### WHAT NEEDS TO BE DONE
Determine how many lines in the material hold the string "opened", then reply with that number only.

### INFORMATION
PR #1445, opened 2018-05-29
Update copy in One List section and link for support

marcofucci:
This changes the copy in the One List section so that users can email the one list email address directly instead of going through the support team if they need changes.

*Before*

screen shot 2018-05-29 at 15 45 33

*After*

screen shot 2018-05-29 at 15 50 18

### DIFF
--- a/src/apps/companies/controllers/details.js
+++ b/src/apps/companies/controllers/details.js
@@ -1,3 +1,4 @@
+const config = require('../../../../config')
 const {
   transformCompanyToView,
   transformCompaniesHouseToView,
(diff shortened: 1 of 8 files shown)


src/apps/companies/controllers/details.js
```diff
@@ -13,6 +14,7 @@ function renderDetails (req, res) {
       companyDetails: transformCompanyToView(company),
       accountManagementDetails: transformCompanyToOneListView(company),
       chDetails: company.companies_house_data ? transformCompaniesHouseToView(company.companies_house_data) : null,
+      oneListEmail: config.oneList.email,
```
ztolley: Tests?

PR #1450, opened 2018-05-30
Remove Greenkeeper

ztolley:
Greenkeeper is designed to work with libraries not
applications and does not update or create pr's for
minor updates, so removing it.


ztolley:
Circle has been behaving strangely for sure, which may or may not be caused by this change, hence splitting this out into its own pull request.

Other builds also failed with the same issue and Circle makes it really hard to re-run the whole lot again.

The plan is merge the other changes in and then re-base this to trigger a re-run.

PR #1452, opened 2018-05-30
Reorganise and update dependencies

ztolley:
Organize dependencies to reduce security risks so only the required dependencies are loaded for live services.

Update minor dependency updates.

Remove uglify and shortid as not needed/


reupen:
It still doesn't deploy to PaaS – it's complaining about browser-sync-webpack-plugin at the moment.

ztolley:
DOH! - missing a commit

reupen:
It gets further now, but the app doesn't start due to not being able to load `basic-auth`.

ztolley:
ok I managed to start it locally after a minor change. This look better now @reupen ?

PR #1455, opened 2018-06-01
Lock down form fields for One List companies

marcofucci:
This locks down the fields `sector` and `headquarter_type` for companies on the One List.
Changing those fields in that case should only be allowed by specific people and only via the admin area.

screen shot 2018-06-01 at 10 15 46

### DIFF
--- a/src/apps/companies/controllers/edit.js
+++ b/src/apps/companies/controllers/edit.js
@@ -1,6 +1,11 @@
 const { assign, find, get, isEmpty } = require('lodash')
 
-const { transformCompaniesHouseToView } = require('../transformers')
+const config = require('../../../../config')
+const {
+  transformCompanyToView,
+  transformCompaniesHouseToView,
+} = require('../transformers')
+
 const { buildUkOtherCompanyOptions, buildForeignOtherCompanyOptions } = require('../options')
 const UK_BRANCH_OF_FOREIGN_COMPANY_ID = 'b0730fc6-fcce-4071-bdab-ba8de4f4fc98'
 
@@ -31,6 +36,10 @@ function isForeignCompany (req, res) {
   return req.query.country === 'non-uk'
 }
 
+function isOnOneList (req, res) {
+  return !isEmpty(get(res.locals, 'company.classification'))
+}
+
 function getHeading (company, isForeign) {
   const action = company ? 'Edit' : 'Add'
   const type = isForeign ? 'foreign' : 'UK'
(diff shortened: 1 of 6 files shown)


src/apps/companies/controllers/edit.js
```diff
@@ -31,6 +36,14 @@ function isForeignCompany (req, res) {
   return req.query.country === 'non-uk'
 }
 
+function onOneList (req, res) {
+  if (!res.locals.company) {
+    return false
+  }
+
+  return !isEmpty(res.locals.company.classification)
+}
```
ztolley: or

return !isEmpty(get(res.locals, 'company.classification'))

src/apps/companies/controllers/edit.js
```diff
@@ -62,10 +75,13 @@ async function renderForm (req, res) {
     .breadcrumb(res.locals.company ? 'Edit' : 'Add')
     .render('companies/views/edit', {
       isForeign,
+      onOneList: onOneList(req, res),
+      companyDetails: res.locals.company ? transformCompanyToView(res.locals.company) : {},
       businessTypeLabel,
       showTradingAddress,
       showCompanyNumber: businessType === UK_BRANCH_OF_FOREIGN_COMPANY_ID,
       heading: getHeading(res.locals.company, isForeign),
+      oneListEmail: config.oneList.email,
```
ztolley: what if that value isn't there?  `get(config, 'onelist.email')` maybe?

test/acceptance/features/step_definitions/form.js
```diff
@@ -91,3 +91,10 @@ Then(/^there are form fields$/, async function (dataTable) {
       .assert.visible(selectors.element)
   }
 })
+
+Then(/^I can(not)? see the field "(.+)"$/, async function (negate, fieldName) {
```
ztolley: 👍

test/unit/apps/companies/controllers/edit.test.js
```diff
@@ -98,31 +98,44 @@ describe('Company edit controller', () => {
       })
 
       it('should render the edit page', () => {
-        expect(this.resMock.render.getCall(0).args[0]).to.equal('companies/views/edit')
+        expect(this.resMock.render.firstCall.args[0]).to.equal('companies/views/edit')
```
ztolley: I wonder if we are getting the firstCalls.args[0] over and over, should it set that on 'this' in the beforeEach?

src/apps/companies/controllers/edit.js
marcofucci: If the value isn't there we want it to fail badly so that we know instead of suppress it silently.

marcofucci:
@ztolley changes made, have another look

src/apps/companies/controllers/edit.js
ztolley: In that case wrap this all in a try catch and in the catch call `next(error)`

marcofucci:
That should be an uncaught (unexpected) error so try/catch is technically incorrect and it should be left uncaught and dealt with by the framework (or custom global error handler). 
Is this how you are usually dealing with this? 🤔

PR #1457, opened 2018-06-05
Filter subsidiary suggestions to exclude Global HQ

ztolley:
When a user adds a subsidiary the list of companies returned by search should exclude companies that are flagged as a global HQ.

### DIFF
--- a/src/apps/companies/middleware/collection.js
+++ b/src/apps/companies/middleware/collection.js
@@ -1,5 +1,6 @@
 const { pick, pickBy, assign } = require('lodash')
 
+const { getOptions } = require('../../../lib/options')
 const { search, searchLimitedCompanies, searchCompanies } = require('../../search/services')
 const { transformApiResponseToSearchCollection } = require('../../search/transformers')
 const {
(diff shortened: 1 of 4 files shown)


src/apps/companies/middleware/collection.js
```diff
@@ -7,6 +7,13 @@ const {
   transformCompaniesHouseToListItem,
 } = require('../transformers')
 
+const globalHQId = '43281c5e-92a4-4794-867b-b4d5f801e6f3'
+const nonGLobalHQId = [
```
reupen: First l should be in lower case here (also would add an s on the end).

src/apps/companies/middleware/collection.js
```diff
@@ -7,6 +7,13 @@ const {
...
+  null,
+  '3e6debb4-1596-40c5-aa25-f00da0e05af9',
```
reupen: Give these two names as well so that we know what they are?

src/apps/companies/middleware/collection.js
ztolley: Changed the behaviour to fetch the ID's from the server, it was bugging me. See if this is any better

PR #1459, opened 2018-06-08
DHI-88 Display for SPI type interactions `Created on` value in the details view

yozzo:
DHI-88 Display for SPI type interactions `Created on` value in the details view

In order to prevent users from fudging the interaction creation dates, for IST specific interactions - SPIs - steakholders requested to display the system generated date amongst the manually created one

### DIFF
--- a/test/unit/apps/interactions/transformers.test.js
+++ b/test/unit/apps/interactions/transformers.test.js
@@ -814,6 +814,123 @@ describe('Interaction transformers', () => {
       })
     })
 
+    context('when provided with an IST only specific service ', () => {
+      beforeEach(() => {
+        const istService = assign({}, mockInteraction, {
+          service: {
+            name: 'Investment - IST Aftercare (IST use only)',
+            id: 'bd3d1be3-f9f7-e511-888e-e4115bead28a',
+          },
+        })
+
+        this.transformed = transformInteractionResponseToViewRecord(istService)
+      })
+
+      it('should transform to display format', () => {
+        expect(this.transformed).to.deep.equal({
+          'Company': {
+            url: '/companies/dcdabbc9-1781-e411-8955-e4115bead28a',
+            name: 'Samsung',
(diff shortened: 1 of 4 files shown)


test/unit/apps/interactions/transformers.test.js
```diff
@@ -814,6 +814,123 @@ describe('Interaction transformers', () => {
...
+            id: 'bd3d1be3-f9f7-e511-888e-e4115bead28a',
+          },
+        })
+
+        this.transformed = transformInteractionResponseToViewRecord(istService)
+      })
+
+      it('should transform to display format', () => {
+        expect(this.transformed).to.deep.equal({
+          'Company': {
```
yeahfro: could we do something to soak this up?

test/unit/apps/interactions/transformers.test.js
```diff
@@ -814,6 +814,123 @@ describe('Interaction transformers', () => {
...
+    })
+
+    context('when provided with a non IST specific service ', () => {
+      beforeEach(() => {
+        this.transformed = transformInteractionResponseToViewRecord(mockInteraction)
+      })
+
+      it('should transform to display format', () => {
+        expect(this.transformed).to.deep.equal({
+          'Company': {
```
yeahfro: could we do something to soak this up?

ztolley: YOU ARE BACK!

yozzo: Don't really understand what you mean by soaking in this context, but if you mean something like caching the object in a variable somewhere higher up and then just comparing the key differences, thus using a different pattern to the actual one, so adding extra logic in this case would make it harder to read overall. Welcome back.

yozzo: @yeahfro :nudge :nudge

PR #1460, opened 2018-06-12
Allow multiple policy areas in policy feedback

ztolley:
Previous the backend API had a field named 'policy_area' when creating a policy feedback. The model has changed to allow multiple areas to be specified, and the field associated with that given a new name.

This change:

[x] Refactors interactions to make it easier to add the change
[x] Uses 'policy_areas' instead of 'policy_area' and makes it support an array of values
[x] Fixes some quirks with form display and error display in a fieldset.


src/apps/interactions/transformers/interaction-form-body-to-api.js
```diff
@@ -1,13 +1,18 @@
-const { omit } = require('lodash')
+const { castArray, compact, omit } = require('lodash')
 
 const { transformDateObjectToDateString } = require('../../transformers')
 
+const castToArrayAndRemoveEmpty = (value) => compact(castArray(value))
```
yozzo: is there a reason why you're using a function declaration instead of a function expression here?

reupen:
Something odd happening with the styling?

image

The border is too wide and the font of the error message doesn't look right (although it's squished back down here).

Other add-another fields look fine:

image

src/apps/interactions/transformers/interaction-form-body-to-api.js
```diff
@@ -0,0 +1,19 @@
+const { castArray, compact, omit } = require('lodash')
+
+const { transformDateObjectToDateString } = require('../../transformers')
+
+const castToArrayAndRemoveEmpty = (value) => compact(castArray(value))
```
reupen: This is also defined in `src/apps/events/transformers.js` and `src/apps/investment-projects/middleware/forms/requirements.js` also does `compact(castArray(...))`. Can the function be defined somewhere common and then used consistently?

ztolley:
That's strange because they all use the same components, no styling was done at all for this. I'll take a look in case there is something I'm missing but not sure what.

src/apps/interactions/transformers/interaction-form-body-to-api.js
ztolley: I only didn't do that because it's a single line and felt like overkill, but can do

reupen:
It seems like the wrong border size might be because there's no left nav on the page.

As for the error message font and placement, the client contacts field mentioned doesn't seem to be using the same macro.

test/acceptance/pages/interactions/interaction.js
```diff
@@ -44,7 +44,7 @@ module.exports = {
     eventNo: 'label[for=field-is_event-2]',
     event: '#field-event',
     policyIssueType: '#field-policy_issue_type',
-    policyArea: '#field-policy_area',
+    policyArea: '#field-policy_areas',
```
yeahfro: Hello @ztolley 😃 

Strictly speaking this should belong to the commit before because the build is broken until this commit is applied.

ztolley: Github has done its usual thing of getting the commit order wrong after a rebase, but you are correct. I'll merge those two. Welcome back, we missed you.

ztolley: But, generally, I'm of the mind that it's ok to have a commit that fails tests, the idea is you have a branch that must pass them. In some TDD shops the first thing they do is create and commit tests that will fail and then say the feature it done when all the tests pass.

src/apps/interactions/transformers/interaction-form-body-to-api.js
ztolley: Its just a copy of something used elsewhere and the syntax seemed neat and compact. I may even do away with this and just do it inline

src/apps/interactions/transformers/interaction-form-body-to-api.js
ztolley: I may just put this inline tbh

ztolley:
capture

[x] Fixed the style issues in the form
[x] Merged the commit with the fixes for acceptance tests
[x] Refactored casting to compact arrays to a shared function

reupen:
Looks better, except that one of the acceptance tests failed (around contact error messages).

ztolley:
Yup looking at that now.

PR #1462, opened 2018-06-15
Update node to 8.11.3 and Yarn to 1.7.0

ztolley:
Switches to the latest version of node and yarn and updates the buildpack used during deployment to use those versions.


jim68000:
👍

PR #1464, opened 2018-06-15
Feature/dh 1664 create event invitation form view

yozzo:
Because of the vast amount of data available to the users at one point,
we need to offer them the option to drill down and see more details about a category (i.e. events)
without changing the page they are on.
In order to acheieve this we had to crate the following functionalities:

new api call for events details
refactored the advisers option handler to be generic and accept multiple types of entities
created a generic form item in the form builder, to use as a container for the details
created a client side module to make an asyncronous call for the entity details


yozzo:
removing this, as functionality doesn't really match events anymore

### RESULT FOR THIS TASK
9